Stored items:

PR #1597, opened 2021-05-23
GRASS GIS 8.0 changes

neteler:
This PR ~~is meant for testing (do not merge into master yet!) as it~~ contains needed changes for a GRASS GIS 8.0 ~~.0alpha release~~.
~~It may be used for local testing by applying this PR to the latest GRASS GIS-core in the master branch.~~

_Update 28 May 2021:_
This PR may become the basis for the changes in the master branch to GRASS GIS 8.0. 
A  8.0.0alpha release branch may be forked after merge of this PR.

Please verify thoroughly.

(note that some CI tests will fail as they expect `grass79` and not `grass80` as the name of startup script; in addition, there is no `grass8` branch yet in addons)

To locally apply and try it:

1. checkout GRASS GIS master from GitHub, `cd` into it
2. if you already have it, `make distclean`
2. `wget https://github.com/OSGeo/grass/pull/1597.diff`
3. `patch -p1 < 1597.diff`
4. `configure ... ; make`
5. start it from `bin.x86_64-pc-linux-gnu/grass80` (the name of architecture in the path may differ)


NEWS
```diff
@@ -1,7 +1,9 @@
 NEWS
 
-GRASS GIS 7
+GRASS GIS 8
+ o https://trac.osgeo.org/grass/wiki/Grass7/NewFeatures80
```
hellik, line 4: Grass7 => Grass8?

REQUIREMENTS.html
```diff
@@ -55,7 +55,7 @@ <h3>General requirements:</h3>
 <a href="https://gdal.org">https://gdal.org</a>
 </li>
 
-<li><b>Python &gt;= 2.7 (recommended &gt;= 3.5)</b> (for temporal framework, scripts, wxGUI, and ctypes interface)<br>
+<li><b>Python &gt;= 3.5</b> (for temporal framework, scripts, wxGUI, and ctypes interface)<br>
```
hellik, line 58: what is the minimum Python 3.x? really 3.5?

db/db.login/db.login.html
```diff
@@ -15,8 +15,8 @@ <h2>NOTE</h2>
 file in the user account, specifically
 
 <ul>
-<li> in the 'home' directory, i.e. <tt>$HOME/.grass7/dblogin</tt> (Unix-like systems)</li>
-<li> <tt>%APPDATA%/GRASS7/dblogin</tt> (MS-Windows)</li>
+<li> in the 'home' directory, i.e. <tt>$HOME/.grass8/dblogin</tt> (Unix-like systems)</li>
+<li> <tt>%APPDATA%\GRASS8\dblogin</tt> (MS-Windows)</li>
```
hellik, line 19: wouldn't it be

`C:\Users\youruser\AppData\Roaming\GRASS7`

?

hellik: in this case `%APPDATA%\Roaming\GRASS8`

doc/grass_database.html
```diff
@@ -222,18 +222,18 @@ <h3>Starting GRASS GIS using command line</h3>
 in a given Mapset with only command line interface:
 
 <div class="code"><pre>
-grass79 --text ~/grassdata/mylocation/mymapset
+grass80 --text ~/grassdata/mylocation/mymapset
```
hellik, line 225: that's starting a text session in *nix. should we add an example how to do it in windows?

NEWS
neteler: Good catch, fixed in 8078cc676df18473fc3aceee6b9f7a78822b46e9

REQUIREMENTS.html
neteler: That's still to be defined... 

See RFC 8: Language Standards Support: Python (Draft), https://trac.osgeo.org/grass/wiki/RFC/8_LanguageStandardsSupport

db/db.login/db.login.html
neteler: ok, fixed in 9ee56ed3c

doc/grass_database.html
neteler: Yes, please donate an example (here is fine)

python/grass/script/setup.py
```diff
@@ -24,20 +24,20 @@
...
     # needs to be edited by the user
-    grass7bin = 'grass79'
+    grass8bin = 'grass80'
     if sys.platform.startswith('win'):
         # MS Windows
-        grass7bin = r'C:\OSGeo4W\bin\grass79.bat'
+        grass8bin = r'C:\OSGeo4W\bin\grass80.bat'
         # uncomment when using standalone WinGRASS installer
-        # grass7bin = r'C:\Program Files (x86)\GRASS GIS 7.9.0\grass79.bat'
+        # grass8bin = r'C:\Program Files (x86)\GRASS GIS 8.0.0\grass80.bat'
```
hellik, line 32: do we provide still a 32 bit standalone installer C:\Program Files (x86)? @landam

hellik (changes requested):
left mostly windows related comments

doc/grass_database.html
hellik: grass80 --text D:\grassdata\nc_spm_08_grass7\user1

doc/grass_database.html
```diff
@@ -222,18 +222,18 @@ <h3>Starting GRASS GIS using command line</h3>
...
 </pre></div>
 
 And the following will create the given Location with projection given
 by the EPSG code and it will start the default interface
 (GUI or command line):
 
 <div class="code"><pre>
-grass79 -c EPSG:5514:3 ~/grassdata/mylocation
+grass80 -c EPSG:5514:3 ~/grassdata/mylocation
```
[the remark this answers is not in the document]
hellik: grass80 -c EPSG:31287 D:\grassdata\mylocation_epsg31287

gui/wxpython/docs/wxGUI.html
```diff
@@ -655,7 +655,7 @@ <h3>Starting the GUI from command line</h3>
 </pre></div>
 
 Alternatively, it may be defined in the main configuration file
-(<tt>$HOME/.grass7/rc</tt> on GNU/Linux and macOS, <tt>$APPDATA\GRASS7\rc</tt>
+(<tt>$HOME/.grass8/rc</tt> on GNU/Linux and macOS, <tt>$APPDATA\GRASS8\rc</tt>
```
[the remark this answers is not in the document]
neteler: fixed in 7704a7a8f

lib/init/variables.html
```diff
@@ -97,8 +97,8 @@ <h2>List of selected (GRASS related) shell environment variables</h2>
     for local GRASS modules (normally installed as GRASS Addons
     by <tt>g.extension</tt> module) extra to standard
     distribution. The default on GNU/Linux
-    is <tt>$HOME/.grass7/addons</tt>, on MS
-    Windows <tt>$APPDATA\GRASS7\addons</tt>.</dd>
+    is <tt>$HOME/.grass8/addons</tt>, on MS
+    Windows <tt>$APPDATA\GRASS8\addons</tt>.</dd>
```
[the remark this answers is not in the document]
neteler: fixed in 7704a7a8f

doc/grass_database.html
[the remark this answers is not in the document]
neteler: done (modified) in d83447807

doc/grass_database.html
neteler: done in d83447807

gui/wxpython/docs/wxGUI.toolboxes.html
```diff
@@ -18,7 +18,7 @@ <h2>DESCRIPTION</h2>
 Toolboxes are configured through two XML files (<tt>main_menu.xml</tt> and
 <tt>toolboxes.xml</tt>) located in your user home
 GRASS directory, subdirectory <tt>toolboxes</tt>
- (<tt>$HOME/.grass7/toolboxes/</tt> on UNIX).
+ (<tt>$HOME/.grass8/toolboxes/</tt> on UNIX).
```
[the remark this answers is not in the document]
neteler: yes, pls donate an example

wenzeslaus:
> To locally apply and try it:
>  ...
>     3. `wget https://github.com/OSGeo/grass/pull/1597.diff`
>     4. `patch -p1 < 1597.diff`

Or `gh pr checkout 1597` following the _Open with_ button right from the PR title. (Or manually, add the neteler fork repo as another remote to your local repo and get the grass_gis_800_alpha from there.)

doc/grass_database.html
```diff
@@ -222,18 +222,26 @@ <h3>Starting GRASS GIS using command line</h3>
 in a given Mapset with only command line interface:
 
 <div class="code"><pre>
-grass79 --text ~/grassdata/mylocation/mymapset
+# Linux, Mac, *BSD, ...:
+grass80 --text ~/grassdata/nc_spm_08_grass7/user1
+
+# Windows
+grass80 --text D:\grassdata\nc_spm_08_grass7\user1
 </pre></div>
```
wenzeslaus, line 230: Do you think that someone who has an issue figuring out the need for a Windows path from the unix example (as before) will parse through the `#` comments in the example? Either delete the Windows example or make it a separate paragraph.

INSTALL
```diff
@@ -151,16 +151,16 @@ See also CODE OPTIMIZATION below.
 
 After compilation, the resulting code is stored in the directory
     ./dist.$ARCH
-and the scripts (grass79, ...) in
+and the scripts (grass80, ...) in
```
wenzeslaus, line 154: What about dropping the 80 part at least from the documentation? On a reasonable system, it should install as `grass` anyway. I also noticed I usually write `ls` and not `ls830`, `gdalinfo`, not `gdalinfo32`... Seems like less work for the releases, too.

INSTALL
```diff
@@ -189,7 +189,7 @@ GitHub, you have to perform a few steps. In general:
 
 In detail:
 
-    cd /where/your/grass7sourcecode/lives/
+    cd /where/your/grass8sourcecode/lives/
```
wenzeslaus, line 192: This should definitively say `grass-source-code` without the number.

REQUIREMENTS.html
wenzeslaus: Since, as the RFC says, _the oldest still-alive Python version is 3.6, to be retired in December 2021_, I don't see any reason to have anything lower than 3.6 here.

db/db.login/db.login.html
```diff
@@ -15,8 +15,8 @@ <h2>NOTE</h2>
 file in the user account, specifically
 
 <ul>
-<li> in the 'home' directory, i.e. <tt>$HOME/.grass7/dblogin</tt> (Unix-like systems)</li>
-<li> <tt>%APPDATA%/GRASS7/dblogin</tt> (MS-Windows)</li>
+<li> in the 'home' directory, i.e. <tt>$HOME/.grass8/dblogin</tt> (Unix-like systems)</li>
+<li> <tt>%APPDATA%\Roaming\GRASS8\dblogin</tt> (MS-Windows)</li>
```
wenzeslaus, line 19: Doesn't `/` just work on Windows [these days](https://docs.microsoft.com/en-us/dotnet/api/system.io.path.altdirectoryseparatorchar?view=net-5.0), @hellik?

wenzeslaus:
> This PR is meant for testing (do not merge into master!) as it contains needed changes for a GRASS GIS 8.0.0alpha release.

I don't understand where this will go. If it will be released, it should go to the main repo. A branch would make sense to me.

wenzeslaus:
> (note that some CI tests will fail as they expect `grass79` and not `grass80` as the name of startup script)

Can we install just `grass` to avoid this?

doc/grass_database.html
veroandreo: What do you mean? In my experience, students want to see it written, they do not want to figure it out themselves...

lib/init/variables.html
```diff
@@ -42,18 +42,18 @@ <h2>Setting shell environment variables</h2>
...
-<tt>$HOME/.grass7/cshrc</tt></li>
+<tt>$HOME/.grass8/cshrc</tt></li>
 </ul>
 
 
 <h2>Setting GRASS gisenv variables</h2>
 
 Use <em><a href="g.gisenv.html">g.gisenv</a></em> within GRASS. This permanently
-predefines GRASS variables in the <tt>$HOME/.grass7/rc</tt> file after the
+predefines GRASS variables in the <tt>$HOME/.grass8/rc</tt> file after the
```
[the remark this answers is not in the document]
veroandreo: would you please provide some, @hellik ?

python/grass/script/core.py
```diff
@@ -347,7 +347,7 @@ def make_command(
                         "To run the module <%s> add underscore at the end"
                         " of the option <%s> to avoid conflict with Python"
                         " keywords. Underscore at the beginning is"
-                        " depreciated in GRASS GIS 7.0 and will be removed"
+                        " depreciated in GRASS GIS 7.0 and has been removed"
```
veroandreo, line 350:
```suggestion
                        " deprecated in GRASS GIS 7.0 and has been removed"
```

db/db.login/db.login.html
HuidaeCho: / works on Windows (https://answers.microsoft.com/en-us/windows/forum/windows_7-files/when-did-windows-start-accepting-forward-slash-as/aa033741-0fc6-43e3-ab6e-165020794126), but I don't think it's a good idea to use / in general (https://bytes.com/topic/python/answers/23123-when-did-windows-start-accepting-forward-slash-path-separator), not in this specific case.
```dos
cd /users # works fine
mkdir \dev
cd /dev # doesn't work because /d is an option
```

INSTALL
neteler: Generally fine for me but then we may also need to actually generate a `grass` script at compile time.

INSTALL
neteler: fixed in 5bd452e4e

REQUIREMENTS.html
neteler: Updated to Python 3.6 in dcfb6c548

python/grass/script/core.py
neteler: fixed here and elsewhere in b7c892155

INSTALL
neteler: Yes, fine for me.

> > This PR is meant for testing (do not merge into master!) as it contains needed changes for a GRASS GIS 8.0.0alpha release.
> 
> I don't understand where this will go.

As I understand there are still different opinions (https://lists.osgeo.org/pipermail/grass-dev/2021-May/095136.html and related) on when to create a branch.

>  If it will be released, it should go to the main repo. A branch would make sense to me.

We could asap, as I don't see much point in keeping "7.9" forever:
- merge this PR into the main branch (changing VERSION from "8.0.0alpha" to "8.0.dev")
- then create the "releasebranch_8_0" branch off the main branch (changing VERSION therein to "8.0.0alpha")
- cherry-pick future relevant changes from main branch to "releasebranch_8_0" as we have done with other release branches

neteler:
> > (note that some CI tests will fail as they expect `grass79` and not `grass80` as the name of startup script)
> 
> Can we install just `grass` to avoid this?

Would be practical, however, I routinely use the stable and the dev versions in parallel. But that could be solved by a link...

doc/grass_database.html
wenzeslaus: My question is how large is the overlap between the groups: Group 1 can replace unix path by Windows path easily. Group 2 is not distracted or confused by the `#` comments. I'm guessing pretty small. In other words, if the reader is familiar with unix/Bash syntax, the Windows piece is not needed. And if a unix path is a stumbling block, so is a Bash comment.

wenzeslaus:
> > > (note that some CI tests will fail as they expect `grass79` and not `grass80` as the name of startup script)
> > 
> > 
> > Can we install just `grass` to avoid this?
> 
> Would be practical, however, I routinely use the stable and the dev versions in parallel. But that could be solved by a link...

Let's not make it hard everywhere and for the users because developers need to have multiple versions.

wenzeslaus:
> We could asap, as I don't see much point in keeping "7.9" forever:
>     * merge this PR into the main branch (changing VERSION from "8.0.0alpha" to "8.0.dev")
>     * then create the "releasebranch_8_0" branch off the main branch (changing VERSION therein to "8.0.0alpha")
>     * cherry-pick future relevant changes from main branch to "releasebranch_8_0" as we have done with other release branches

Or you could do the 8.0dev part, but branch out only to create the alpha and then abandon that branch and create the 8.0 release branch later avoiding any backports between the alpha and the more mature release branching.

In any case, the "odd versions are dev and never released" system seems to break here, but after creating 8.0 release branch, master branch would need to be 8.1.

neteler:
> Let's not make it hard everywhere and for the users because developers need to have multiple versions.

Ok, what do you suggest? I didn't get it.

wenzeslaus:
> > Let's not make it hard everywhere and for the users because developers need to have multiple versions.
> 
> Ok, what do you suggest? I didn't get it.

That installing `grass` is the expected behavior and it should be the default.

doc/grass_database.html
hellik: in my experience, many manual examples are too *nix biased and exclude _average_ windows user by not giving literal working windows examples. I agree here with @veroandreo.

neteler:
> > > Let's not make it hard everywhere and for the users because developers need to have multiple versions.
> That installing `grass` is the expected behavior and it should be the default.

Ok, I have changed it (82e8429e8a6c20a88275720447147b6c66a74dfe), it naturally implied other places to be changed.

lib/init/variables.html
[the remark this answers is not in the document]
hellik: it's again in  `%APPDATA%\Roaming\GRASS8\` :

`%APPDATA%\Roaming\GRASS8\rc`

neteler:
> > (note that some CI tests will fail as they expect `grass79` and not `grass80` as the name of startup script)
> 
> Can we install just `grass` to avoid this?

Done (82e8429) - now it would be great to have the CI accept `grass` as well...

lib/init/variables.html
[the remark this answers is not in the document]
neteler: added in efe90a9f7

db/db.login/db.login.html
hellik: > cd /data  # doesn't work because /d is an option

AFAIK it's 

`cd data`

`cd \data` changes here to an existing directory in the toplevel d: , altough I've started e.g. in D:\temp\tm18> where the data subfolder exists.

```
D:\temp\tm18>cd /data
Das System kann den angegebenen Pfad nicht finden.
```

hellik: > 
> 
> Doesn't `/` just work on Windows [these days](https://docs.microsoft.com/en-us/dotnet/api/system.io.path.altdirectoryseparatorchar?view=net-5.0), @hellik?

the interesting thing is - and almost nobody knows it ;-)  - it worked since the beginning of MS windows

```
D:\>cd D:\temp\tm18\data
D:\temp\tm18\data>
```

```
D:\>cd D:/temp/tm18/data
D:\temp\tm18\data>
```

though the MS windows standard, everywhere promoted, is:

`D:\temp\tm18\data`

and you can't be sure that it works in all circumstances of myriads of different varieties of batch files, python scripts, R scripts in windows .....

INSTALL
```diff
@@ -212,9 +212,9 @@ the main source code directory or locally with
     "INST_NOW=y make"
 
 You may want to define an alias for this:
-    alias gmake7='INST_NOW=y make'
+    alias gmake8='INST_NOW=y make'
 Then simply compile/install the current module with
-    gmake7
+    gmake8
```
landam, line 217: What about simply `gmake`?

neteler: Deal: 98388f565

db/db.login/db.login.html
wenzeslaus: I wonder if there are any circumstances where it is still an issue except for that `/d` issue. Python scripts should never have explicit slash or backslash in them. The best practices for R I have seen argued for forward slashes on all platforms (saying to make them work on macOS and Linux, so they actually seemed written from Windows point of view).

wenzeslaus (commented):
The `grass79` -> `grass` seems like the best part of this PR!

neteler:
> > Done ([82e8429](https://github.com/OSGeo/grass/commit/82e8429e8a6c20a88275720447147b6c66a74dfe)) - now it would be great to have the CI accept `grass` as well...
> 
> You can just change it together with the rest of the files. Your find and replace should work.

Ok, done in d885e67d2

neteler:
> > You can just change it together with the rest of the files. Your find and replace should work.
> 
> Ok, done in [d885e67](https://github.com/OSGeo/grass/commit/d885e67d2206cb9727d8897ba44990b5400c487b)

Something is still missing concerning the CI (I wonder where...):

Ubuntu log:

```
mkdir -p -m 755 /home/runner/install//grass80
mkdir -p -m 755 /home/runner/install//bin
tar cBCf /home/runner/work/grass/grass/dist.x86_64-pc-linux-gnu - . | tar xBCf /home/runner/install//grass80 - 2>/dev/null
rm /home/runner/install//grass80/grass80.tmp
rm: cannot remove '/home/runner/install//grass80/grass80.tmp': No such file or directory
```

wenzeslaus:
It looks like a problem with the `make install` step. Seem to be coming from `include/Make/Install.make:101: -rm $(DESTDIR)$(INST_DIR)/$(GRASS_NAME).tmp`. Does it work locally? (Can't investigate the GRASS_NAME piece now.)

doc/grass_database.html
wenzeslaus: > ...many manual examples are too *nix biased...

I think what would help is saying that it is a Bash or whatever example so that it would be clear that commands or syntax may be different (on Windows) and that it is not "standard GRASS" but rather "standard Bash/unix/...".

Otherwise, I think we need Python examples in manual pages more than Windows examples anyway.

> ...exclude average windows user...

Similarly to the "dropping terminal" PR, I continue being puzzled about who are these _average Windows users_ attached to their command lines. Isn't that a stereotype about Linux users, not Windows ones? :-)

neteler:
> It looks like a problem with the `make install` step. 

Found it: fcb524dfc

INSTALL
ninsbl: > Generally fine for me but then we may also need to actually generate a `grass` script at compile time.

A version independend startup script is nice if this does not interfere with installing different GRASS versions in parallel.
So we might need to keep `grass78` and `grass80` anyway? Just to make sure different version in parallel are considered...

wenzeslaus:
It seems like you can re-conceptualize this PR to be a 7-to-8 transition, merge it to master branch, and do the alpha release changes elsewhere. Thoughts?

neteler:
Getting pretty close to "CI passing", yet this one I cannot identify in the code/workflow:

```
Run .github/workflows/test_simple.bat 'C:\OSGeo4W64\opt\grass\grass.bat'

D:\a\grass\grass>set grass=C:\OSGeo4W64\opt\grass\grass.bat 

D:\a\grass\grass>call C:\OSGeo4W64\opt\grass\grass.bat --tmp-location EPSG:4326 --exec g.region res=0.1 -p 
(null): can't open file 'C:\OSGEO4~1\opt\grass\etc\grass80.py': [Errno 2] No such file or directory
Press any key to continue . . . 
```

nilason:
> It seems like you can re-conceptualize this PR to be a 7-to-8 transition, merge it to master branch, and do the alpha release changes elsewhere. Thoughts?

A lot of the changes, certainly the ones related to `grass79->grass` and `grass8` in docs need to be merged into master before any branching. I would like to suggest to merge this PR (when approved) and give it some days/a week for testing the grassXX->grass (👍 BTW) changes in particular. Then tag a 8.0.0.alpha1 on master for release. It's not unlikely there will pop up issues quite immediately after testing in a wider group, these issues can hopefully quickly be addressed and applied directly to master. When these immediate issues are ironed out (I'm thinking of a time frame of about 2-4 weeks) a 8.0 branch may be made, perhaps starting with a beta version or - even better if feasable - a release candidate.

nilason:
> Getting pretty close to "CI passing", yet this one I cannot identify in the code/workflow:
> 
> ```
> Run .github/workflows/test_simple.bat 'C:\OSGeo4W64\opt\grass\grass.bat'
> 
> D:\a\grass\grass>set grass=C:\OSGeo4W64\opt\grass\grass.bat 
> 
> D:\a\grass\grass>call C:\OSGeo4W64\opt\grass\grass.bat --tmp-location EPSG:4326 --exec g.region res=0.1 -p 
> (null): can't open file 'C:\OSGEO4~1\opt\grass\etc\grass80.py': [Errno 2] No such file or directory
> Press any key to continue . . . 
> Error: Process completed with exit code 1.
> ```

Could it be:
https://github.com/OSGeo/grass/blob/2048e101650b587d641dbe0d7ec561f84ec1194b/mswindows/osgeo4w/grass.bat.tmpl#L18

neteler:
> > D:\a\grass\grass>call C:\OSGeo4W64\opt\grass\grass.bat --tmp-location EPSG:4326 --exec g.region res=0.1 -p 
> > (null): can't open file 'C:\OSGEO4~1\opt\grass\etc\grass80.py': [Errno 2] No such file or directory
> Could it be:
> 
> https://github.com/OSGeo/grass/blob/2048e101650b587d641dbe0d7ec561f84ec1194b/mswindows/osgeo4w/grass.bat.tmpl#L18

Ah, thanks. Changed in ec8e141a0

nilason:
> > > D:\a\grass\grass>call C:\OSGeo4W64\opt\grass\grass.bat --tmp-location EPSG:4326 --exec g.region res=0.1 -p
> > > (null): can't open file 'C:\OSGEO4~1\opt\grass\etc\grass80.py': [Errno 2] No such file or directory
> > > Could it be:
> > 
> > 
> > https://github.com/OSGeo/grass/blob/2048e101650b587d641dbe0d7ec561f84ec1194b/mswindows/osgeo4w/grass.bat.tmpl#L18
> 
> Ah, thanks. Changed in [ec8e141](https://github.com/OSGeo/grass/commit/ec8e141a04d6130f99a64fc4582a58fcfaef9f6e)

I did notice `POSTFIX` is used in several places and files in similar way. Remain to be see CIs turnout, but may be tested with `export POSTFIX=""`, or evaluate case by case.

nilason:
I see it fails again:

*EXERCISE DESCRIPTION*.
Reproduce the final stretch of the data above: every line from the one holding "I did notice" through the end, inclusive, exactly as written and nothing else.

*WRITTEN RESPONSE*.
I did notice `POSTFIX` is used in several places and files in similar way. Remain to be see CIs turnout, but may be tested with `export POSTFIX=""`, or evaluate case by case.

nilason:
I see it fails again:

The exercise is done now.